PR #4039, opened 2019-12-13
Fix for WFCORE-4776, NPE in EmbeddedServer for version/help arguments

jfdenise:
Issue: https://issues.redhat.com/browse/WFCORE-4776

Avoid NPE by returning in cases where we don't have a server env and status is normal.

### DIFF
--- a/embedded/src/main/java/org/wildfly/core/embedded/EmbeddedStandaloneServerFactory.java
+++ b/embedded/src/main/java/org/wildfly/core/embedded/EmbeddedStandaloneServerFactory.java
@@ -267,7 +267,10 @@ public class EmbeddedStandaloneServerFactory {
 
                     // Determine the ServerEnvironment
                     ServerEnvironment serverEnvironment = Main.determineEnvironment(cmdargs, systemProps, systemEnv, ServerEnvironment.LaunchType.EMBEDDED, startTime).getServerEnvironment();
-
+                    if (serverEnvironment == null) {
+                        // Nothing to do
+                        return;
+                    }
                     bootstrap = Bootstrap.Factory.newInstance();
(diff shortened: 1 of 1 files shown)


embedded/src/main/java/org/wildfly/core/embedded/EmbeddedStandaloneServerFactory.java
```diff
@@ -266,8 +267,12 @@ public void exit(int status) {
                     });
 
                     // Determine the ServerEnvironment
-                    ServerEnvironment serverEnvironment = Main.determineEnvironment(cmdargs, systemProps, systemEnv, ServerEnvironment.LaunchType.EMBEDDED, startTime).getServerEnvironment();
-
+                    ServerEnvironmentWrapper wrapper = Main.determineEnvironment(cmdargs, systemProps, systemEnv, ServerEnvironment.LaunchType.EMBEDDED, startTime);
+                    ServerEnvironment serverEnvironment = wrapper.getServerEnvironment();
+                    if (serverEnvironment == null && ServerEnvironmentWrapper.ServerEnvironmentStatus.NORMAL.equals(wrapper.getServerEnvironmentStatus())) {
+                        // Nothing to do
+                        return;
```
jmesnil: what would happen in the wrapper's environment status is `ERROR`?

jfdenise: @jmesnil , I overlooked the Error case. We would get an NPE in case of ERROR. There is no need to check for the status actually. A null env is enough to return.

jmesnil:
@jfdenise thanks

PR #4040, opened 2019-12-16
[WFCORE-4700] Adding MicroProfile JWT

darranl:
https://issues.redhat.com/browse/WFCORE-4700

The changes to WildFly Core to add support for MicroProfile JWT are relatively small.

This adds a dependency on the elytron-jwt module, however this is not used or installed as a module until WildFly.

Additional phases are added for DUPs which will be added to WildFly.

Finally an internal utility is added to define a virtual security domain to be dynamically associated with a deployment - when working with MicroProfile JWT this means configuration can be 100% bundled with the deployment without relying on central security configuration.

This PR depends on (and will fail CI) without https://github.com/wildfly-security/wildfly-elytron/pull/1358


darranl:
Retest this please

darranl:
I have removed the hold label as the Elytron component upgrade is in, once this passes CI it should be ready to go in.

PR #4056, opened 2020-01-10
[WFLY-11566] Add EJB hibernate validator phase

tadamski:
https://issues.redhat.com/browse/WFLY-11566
☆ ☆ ☆ ☆
[Aim of the task] Where a line of the data contains "determineEnvironment", copy that line.

[Task solution]
                     ServerEnvironment serverEnvironment = Main.determineEnvironment(cmdargs, systemProps, systemEnv, ServerEnvironment.LaunchType.EMBEDDED, startTime).getServerEnvironment();
-                    ServerEnvironment serverEnvironment = Main.determineEnvironment(cmdargs, systemProps, systemEnv, ServerEnvironment.LaunchType.EMBEDDED, startTime).getServerEnvironment();
+                    ServerEnvironmentWrapper wrapper = Main.determineEnvironment(cmdargs, systemProps, systemEnv, ServerEnvironment.LaunchType.EMBEDDED, startTime);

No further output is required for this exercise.